1. Cosa rende un modello buono per il coding
Non esiste un singolo numero. Un modello "buono per il coding" è quello che, sul tuo stack, dentro il tuo flusso, produce output che passano i tuoi test. Detto questo, alcune capacità sono trasversalmente importanti.
Capacità rilevanti
- Long context. Leggere file grandi, più file insieme, contesto di repo. Da 100k token in su è territorio utile; i modelli top arrivano a 1M+ token.
- Tool use / function calling. Chiamare funzioni esterne in modo affidabile (leggi file, esegui comando, interroga DB). Requisito per qualsiasi agente.
- Reasoning multi-step. Capacità di scomporre un problema e iterare. Cruciale per bug complessi e refactoring non banali.

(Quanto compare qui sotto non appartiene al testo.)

PR #2469, opened 2024-07-15
feat: Button Group component

spugachev:
### Description

Button Group component development

Rel: vAZbObs0rwNs

### How has this been tested?

* New unit- and integration tests
* New screenshot tests on permutations

<details>

#### Correctness

#### Security

#### Testing

</details>

---


src/button-group/internal.tsx
```diff
@@ -0,0 +1,227 @@
...
+                <ItemElement
+                  item={itemOrGroup}
+                  onItemClick={onItemClick}
+                  ref={element => onSetButtonRef(itemOrGroup, element)}
+                />
+              );
+
+            const isGroupBefore = items[index - 1]?.type === 'group';
+            const isGroupNow = items[index]?.type === 'group';
+            const shouldAddDivider = isGroupBefore || (!isGroupBefore && isGroupNow && index !== 0);
```
pan-kot, line 212: Let's add a dev warning (with warnOnce) for empty groups

src/button-group/internal.tsx
```diff
@@ -0,0 +1,227 @@
...
+        } else {
+          return [item.id];
+        }
+      };
+
+      const getAllIds = (item: ButtonGroupProps.Item) => {
+        if (item.type === 'icon-button') {
+          return [item.id];
+        } else {
+          const values = getAllIdsItemOrGroup(item);
```
pan-kot, line 71: Why is it necessary to collect IDs of the menu items?

src/button-group/item-element.tsx
```diff
@@ -0,0 +1,131 @@
...
+      return () => {
+        window.removeEventListener('pointerdown', handlePointerDownEvent);
+        window.removeEventListener('keydown', handleKeyDownEvent);
+        window.removeEventListener('btngroup-tooltip:toggle', handleTooltipToogleEvent as any);
+      };
+    }, [item.id, showTooltip]);
+
+    useEffect(() => {
+      window.dispatchEvent(
+        new CustomEvent('btngroup-tooltip:toggle', { detail: { open: showTooltip, trackKey: item.id } })
```
pan-kot, line 101: The custom event inside an effect logic is hard to follow and test against. Is it possible to make all checks in the click handler itself?

Instead of having tooltip show and tooltip feedback states here you can lift them to the button group level so that there is only one state for the entire component as there is only one tooltip that can be shown at a time. The state can be like tooltipItemId (can be null which means no tooltip or an item ID which defines for which item to show the tooltip) and tooltipFeedback (a boolean, when true - show feedback instead of text).

src/button-group/menu-dropdown-item.tsx
```diff
@@ -0,0 +1,47 @@
...
+      <ButtonDropdown
+        ref={ref}
+        variant="icon"
+        loading={item.loading}
+        loadingText={item.loadingText}
+        disabled={item.disabled}
+        items={item.items}
+        onItemClick={onClickHandler}
+        expandToViewport={expandToViewport}
+        ariaLabel={item.text}
```
pan-kot, line 39: When doing manual testing I noticed that text is not shown in a tooltip for menu buttons, could you verify please?

src/button-group/__tests__/icon-button-item.test.tsx
```diff
@@ -0,0 +1,32 @@
...
+  text: 'Test Button',
+  iconName: 'add-plus',
+  loading: false,
+  loadingText: 'Loading...',
+  disabled: false,
+  popoverFeedback: 'Action Popover',
+};
+
+describe('IconButtonItem', () => {
+  test('renders the button', () => {
```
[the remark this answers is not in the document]
spugachev: Removed

src/button-group/__tests__/menu-dropdown-item.test.tsx
```diff
@@ -0,0 +1,44 @@
...
+      items: [
+        { id: '5', text: 'Item 5' },
+        { id: '6', text: 'Item 6' },
+      ],
+    },
+  ],
+};
+
+describe('MenuDropdownItem', () => {
+  test('renders the button', () => {
```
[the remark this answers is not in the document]
spugachev: Removed

src/button-group/icon-button-item.tsx
```diff
@@ -0,0 +1,46 @@
...
+    {
+      item,
+      onItemClick,
+    }: {
+      item: ButtonGroupProps.IconButton;
+      onItemClick?: (event: CustomEvent<ClickDetail>) => void;
+    },
+    ref: React.Ref<ButtonProps.Ref>
+  ) => {
+    const hasIcon = item.iconName || item.iconUrl || item.iconSvg;
```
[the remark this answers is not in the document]
spugachev: Added

src/button-group/interfaces.ts
```diff
@@ -0,0 +1,115 @@
...
+import { IconProps } from '../icon/interfaces';
+import { NonCancelableEventHandler } from '../internal/events';
+import { ButtonDropdownProps } from '../button-dropdown/interfaces';
+
+export interface ButtonGroupProps extends BaseComponentProps {
+  /**
+   * Adds `aria-label` to the button group toolbar element.
+   */
+  ariaLabel: string;
+  ariaLabelledby?: string;
```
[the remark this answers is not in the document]
spugachev: ariaLabelledby property is removed

src/button-group/interfaces.ts
```diff
@@ -0,0 +1,115 @@
...
+     * Enabling this property will allow the dropdown to extend beyond that container by using fixed positioning and
+     * [React Portals](https://reactjs.org/docs/portals.html).
+     *
+     * Set this property if the dropdown would otherwise be constrained by a scrollable container,
+     * for example inside table and split view layouts.
+     *
+     * However, use discretion. We recommend you don't enable this property unless necessary
+     * because fixed positioning results in a slight, visible lag when scrolling complex pages.
+     */
+    expandToViewport?: boolean;
```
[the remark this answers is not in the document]
spugachev: Fixed

src/button-group/menu-dropdown-item.tsx
spugachev: Currently it's not shown. When it is shown it looks weird. Let's discuss disign of this

src/button-group/item-element.tsx
spugachev: The puppose of this code is to make synchronize toolpips beetween different ButtonGroup components on the same page. I agree that it's better to lift the code. The only question - should we keep global event taht closes other ButtonGroup's tooltips?

pan-kot: I don't see how the global event is useful. The tooltip of a particular button group instance must close when there is a click outside

spugachev: https://github.com/user-attachments/assets/d2d0f5c8-286c-471a-a73e-000828820f0f

Here is a demo

src/button-group/icon-button-item.tsx
```diff
@@ -0,0 +1,52 @@
...
+
+    if (isDevelopment && !hasIcon) {
```
pan-kot, line 27: I believe isDevelopment is already checked by warnOnce

pan-kot: We should also add a unit test for the warning

src/button-group/interfaces.ts
```diff
@@ -0,0 +1,114 @@
...
+
+export interface InternalButtonGroupProps extends ButtonGroupProps, InternalBaseComponentProps {}
+
+export namespace ButtonGroupProps {
+  // Fixes documenter output.
+  // When a union only has one element the resulting type for it is not string but object.
+  export type Variant = 'icon' | 'icon';
+
+  export type ItemOrGroup = Item | Group;
+  export type Item = IconButton | MenuDropdown;
```
pan-kot, line 75: Let's make the types Item and ItemOrGroup private (move outside the namespace)

src/button-group/item-element.tsx
pan-kot: I think this one is probably fine - this is consistent with how our popover works so if we decide to fix that it is better to invent a holistic solution.

src/button-group/index.tsx
```diff
@@ -0,0 +1,21 @@
...
+import useBaseComponent from '../internal/hooks/use-base-component';
+import { ButtonGroupProps } from './interfaces';
+import InternalButtonGroup from './internal';
+import { getBaseProps } from '../internal/base-component';
+
+export { ButtonGroupProps };
+
+const ButtonGroup = React.forwardRef((props: ButtonGroupProps, ref: React.Ref<ButtonGroupProps.Ref>) => {
+  const baseProps = getBaseProps(props);
+  const baseComponentProps = useBaseComponent('ButtonGroup');
```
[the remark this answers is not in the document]
pan-kot: Yes!

src/button-group/internal.tsx
spugachev: Added

src/button-group/internal.tsx
spugachev: Thes code was removed

src/button-group/interfaces.ts
spugachev: Why do you want to do it? It ssems that users should be able to create items of these types

pan-kot: Ah, I forgot the type is used in the interface above. Nevermind - let's keep both Item and ItemOrGroup

src/button-group/internal.tsx
```diff
@@ -0,0 +1,297 @@
...
+    const baseProps = getBaseProps(props);
+    const [focusedItemId, setFocusedItemId] = useState<null | string>(null);
+    const navigationAPI = useRef<SingleTabStopNavigationAPI>(null);
+    const containerObjectRef = useRef<HTMLDivElement>(null);
+    const containerRef = useMergeRefs(containerObjectRef, __internalRootRef);
+    const itemsRef = useRef<Record<string, ButtonProps.Ref | null>>({});
+    const itemWrappersRef = useRef<Record<string, HTMLDivElement | null>>({});
+    const [tooltipItemId, setTooltipItemId] = useState<string | null>(null);
+    const [isFeedbackTooltip, setIsFeedbackTooltip] = useState(false);
+    const allItems = useMemo(
```
pan-kot, line 48: nit: I'd call the variable itemsById or similar to emphasise it is a dictionary type

src/button-group/internal.tsx
```diff
@@ -0,0 +1,297 @@
...
+              <React.Fragment key={itemOrGroup.type === 'group' ? index : itemOrGroup.id}>
+                {shouldAddDivider && <div className={styles.divider} />}
+                {itemOrGroup.type === 'group' ? (
+                  <div key={index} role="group" aria-label={itemOrGroup.text} className={styles.group}>
+                    {itemOrGroup.items.map(item => (
+                      <React.Fragment key={item.id}>{itemContent(item)}</React.Fragment>
+                    ))}
+                  </div>
+                ) : (
+                  <React.Fragment key={itemOrGroup.id}>{itemContent(itemOrGroup)}</React.Fragment>
```
pan-kot, line 271: This fragment is probably not needed here

src/button-group/item-element.tsx
```diff
@@ -0,0 +1,38 @@
...
+      onItemClick,
+    }: {
+      item: ButtonGroupProps.Item;
+      dropdownExpandToViewport?: boolean;
+      onItemClick?: CancelableEventHandler<ButtonGroupProps.ItemClickDetails | ClickDetail>;
+    },
+    ref: React.Ref<HTMLDivElement>
+  ) => {
+    return (
+      <>
```
pan-kot, line 23: nit: you can remove the fragment in favour of having a switch or if/else in the component's function body

src/button-group/internal.tsx
spugachev: Renamed

src/button-group/internal.tsx
spugachev: Removed

src/button-group/item-element.tsx
spugachev: Using switch now

src/button-group/internal.tsx
```diff
@@ -0,0 +1,191 @@
...
+        onHome: () => focusElement(focusables[0]),
+        onEnd: () => focusElement(focusables[focusables.length - 1]),
+        onInlineStart: () => focusElement(focusables[circleIndex(activeIndex - 1, [0, focusables.length - 1])]),
+        onInlineEnd: () => focusElement(focusables[circleIndex(activeIndex + 1, [0, focusables.length - 1])]),
+      });
+    }
+
+    function focusElement(element: HTMLElement) {
+      setFeedbackItemId(null);
+      setTimeout(() => {
```
pan-kot, line 111: what it the purpose of this timeout?

src/button-group/item-element.tsx
```diff
@@ -0,0 +1,142 @@
...
+      };
+    }, [item.id, setFeedbackItemId, showTooltip]);
+
+    const onShowTooltip = (show: boolean) => {
+      if (feedbackItemId && (feedbackItemId !== item.id || (feedbackItemId && showTooltip))) {
+        return;
+      }
+
+      if (show) {
+        buttonRef.current?.focus();
```
pan-kot, line 88: This line steals the focus from the dropdown when it is open. The user moves focus to the menu button and presses Enter. The expectation is that the first item of the menu dropdown is focused but instead the focus comes back to the menu item.

pan-kot: @spugachev  I created a PR with a fix: https://github.com/cloudscape-design/components/pull/2491

src/button-group/icon-button-item.tsx
spugachev: How do you test warnOnce?

pan-kot: We mock it and assert calls, see example: https://github.com/cloudscape-design/components/blob/2c3bfbe12bfe8773f12896a09664f911d468bd85/src/expandable-section/__tests__/expandable-section.test.tsx#L295

pan-kot:
@spugachev I contributed a fix for tooltip conditions: https://github.com/cloudscape-design/components/pull/2496

src/button-group/interfaces.ts
```diff
@@ -0,0 +1,121 @@
...
+    iconUrl?: string;
+    iconSvg?: React.ReactNode;
+    popoverFeedback?: React.ReactNode;
+  }
+
+  export interface MenuDropdown {
+    type: 'menu-dropdown';
+    id: string;
+    text: string;
+    disabled?: boolean;
```
johannes-weber, line 99: We recently introduced the disabled with reason feature (https://github.com/cloudscape-design/components/pull/2409). I can imagine we'll get some why they are not available on the ButtonGroup component.

Is there a specific reason we do not add the disabled reason here as well?

src/button-group/interfaces.ts
```diff
@@ -0,0 +1,121 @@
...
+import { IconProps } from '../icon/interfaces';
+import { BaseComponentProps } from '../internal/base-component';
+import { NonCancelableEventHandler } from '../internal/events';
+import { InternalBaseComponentProps } from '../internal/hooks/use-base-component';
+
+export interface ButtonGroupProps extends BaseComponentProps {
+  /**
+   * Adds `aria-label` to the button group toolbar element.
+   */
+  ariaLabel: string;
```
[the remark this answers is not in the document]
pan-kot: Right, good catch 👍 

@spugachev , could you please update? Reference: 9Tj7AP2BUVuJ

src/button-group/interfaces.ts
pan-kot: Yes, the disabled reasons are not supported for icon buttons as of yet.

pan-kot:
Submitted a fix for the failing test and more tests: https://github.com/cloudscape-design/components/pull/2516

src/button-group/interfaces.ts
```diff
@@ -0,0 +1,121 @@
...
+  /**
+   * Called when the user clicks on an item, and the item is not disabled. The event detail object contains the id of the clicked item.
+   */
+  onItemClick?: NonCancelableEventHandler<ButtonGroupProps.ItemClickDetails>;
+}
+
+export interface InternalButtonGroupProps extends ButtonGroupProps, InternalBaseComponentProps {}
+
+export namespace ButtonGroupProps {
+  // Fixes documenter output.
```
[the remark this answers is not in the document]
pan-kot: Good question. Here is the fix: https://github.com/cloudscape-design/documenter/pull/42

src/button-group/interfaces.ts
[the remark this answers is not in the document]
pan-kot: Update: I fixed the property type, resolving

src/button-group/__tests__/button-group.test.tsx
```diff
@@ -0,0 +1,253 @@
...
+    expect(wrapper.findMenuById('misc')!.getElement().getElementsByTagName('button')[0]).toHaveFocus();
+  });
+
+  test('focuses the correct item with keyboard', async () => {
+    const ref: { current: ButtonGroupProps.Ref | null } = { current: null };
+    const wrapper = renderButtonGroup({ items: items1 }, ref);
+    ref.current?.focus('copy');
+
+    fireEvent.keyDown(wrapper.getElement(), { keyCode: KeyCode.right });
+    await timeout();
```
johannes-weber, line 123: Why do we need the timeouts? I assume it's because of waiting for the react updates. If so, why not using `act` instead?

src/button-group/icon-button-item.tsx
```diff
@@ -0,0 +1,72 @@
...
+    }
+
+    return (
+      <div ref={containerRef}>
+        <InternalButton
+          variant="icon"
+          loading={item.loading}
+          loadingText={item.loadingText}
+          disabled={item.disabled}
+          iconName={hasIcon ? item.iconName : 'close'}
```
johannes-weber, line 47: What's the motivation behind using the `close` icon as default variant? I'd like to better understand why the `iconName` property is optional and not required.

src/button-group/interfaces.ts
```diff
@@ -0,0 +1,121 @@
...
+
+import { ButtonDropdownProps } from '../button-dropdown/interfaces';
+import { IconProps } from '../icon/interfaces';
+import { BaseComponentProps } from '../internal/base-component';
+import { NonCancelableEventHandler } from '../internal/events';
+import { InternalBaseComponentProps } from '../internal/hooks/use-base-component';
+
+export interface ButtonGroupProps extends BaseComponentProps {
+  /**
+   * Adds `aria-label` to the button group toolbar element.
```
johannes-weber, line 12: Let's add a sentence about when to use this optional property as we have it in other components. Suggestion:
Use to assign unique labels when there are multiple button groups on one page.

src/button-group/item-element.tsx
```diff
@@ -0,0 +1,128 @@
...
+    const onShowTooltipHard = (show: boolean) => {
+      if (!show && item.id !== tooltip?.item) {
+        return;
+      }
+
+      setTooltip(show ? { item: item.id, feedback: false } : null);
+    };
+
+    const onClickHandler = (event: CustomEvent<ButtonGroupProps.ItemClickDetails | ClickDetail>) => {
+      const popoverFeedback = 'popoverFeedback' in item && item.popoverFeedback;
```
johannes-weber, line 86: Minor naming suggestion:
```suggestion
      const hasPopoverFeedback = 'popoverFeedback' in item && item.popoverFeedback;
```

src/button-group/item-element.tsx
```diff
@@ -0,0 +1,128 @@
...
+      tooltip,
+      setTooltip,
+      onItemClick,
+    }: {
+      item: ButtonGroupProps.Item;
+      dropdownExpandToViewport?: boolean;
+      tooltip: null | { item: string; feedback: boolean };
+      setTooltip: (tooltip: null | { item: string; feedback: boolean }) => void;
+      onItemClick?: NonCancelableEventHandler<ButtonGroupProps.ItemClickDetails> | undefined;
+    },
```
johannes-weber, line 27: Suggestion (readability): You could extract the prop definitions in a separtate `ItemElementProps` interface.

src/button-group/menu-dropdown-item.tsx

- Fill-in-the-middle (FIM). Completare codice in mezzo a un file, non solo in fondo. Fondamentale per l'autocompletion interattiva.
- Instruction following. Rispettare vincoli (es. "niente nuove dipendenze", "mantieni questa firma pubblica"). I modelli specializzati spesso sono più "bravi" ma meno "ubbidienti".
- Multilingua sui linguaggi rari. Ottima performance su Python e JS è comune; Rust, Kotlin, SQL dialect specifici, COBOL sono dove i modelli si differenziano.
2. Modelli frontier (enterprise closed)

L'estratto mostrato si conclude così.